Brief :: Would you write out all of the data exactly as it appears below?

[Collected data]
++++++

PR #21, opened 2016-04-19
Added a link to the last comment.

### LINKED ISSUE #20: Add details link for CI status
This might be tricky. However, if we time it right, this should work. Would be nice to have a "Details" link added to the linter bot's CI status that points to the most recent comment. We should be able to do this in cases where the status has changed. To handle cases where it hasn't, we should read the link from the last status before doing anything and then reuse it in the status for the new commit if nothing has changed.

pelson:
Closes #20.

### DIFF
--- a/conda_forge_webservices/linting.py
+++ b/conda_forge_webservices/linting.py
@@ -119,7 +119,7 @@ def comment_on_pr(owner, repo_name, pr_id, message):
     return my_last_comment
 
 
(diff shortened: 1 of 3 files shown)


pelson:
I've redeployed, and we also have conda-smithy v0.9 🎉

jakirkham:
Wow you are fast. Thanks for getting this one in. Now we can have frosting. :cake:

++++++

Solution for this exercise ::
PR #21, opened 2016-04-19
Added a link to the last comment.

### LINKED ISSUE #20: Add details link for CI status
This might be tricky. However, if we time it right, this should work. Would be nice to have a "Details" link added to the linter bot's CI status that points to the most recent comment. We should be able to do this in cases where the status has changed. To handle cases where it hasn't, we should read the link from the last status before doing anything and then reuse it in the status for the new commit if nothing has changed.

pelson:
Closes #20.

### DIFF
--- a/conda_forge_webservices/linting.py
+++ b/conda_forge_webservices/linting.py
@@ -119,7 +119,7 @@ def comment_on_pr(owner, repo_name, pr_id, message):
     return my_last_comment
 
 
(diff shortened: 1 of 3 files shown)


pelson:
I've redeployed, and we also have conda-smithy v0.9 🎉

jakirkham:
Wow you are fast. Thanks for getting this one in. Now we can have frosting. :cake:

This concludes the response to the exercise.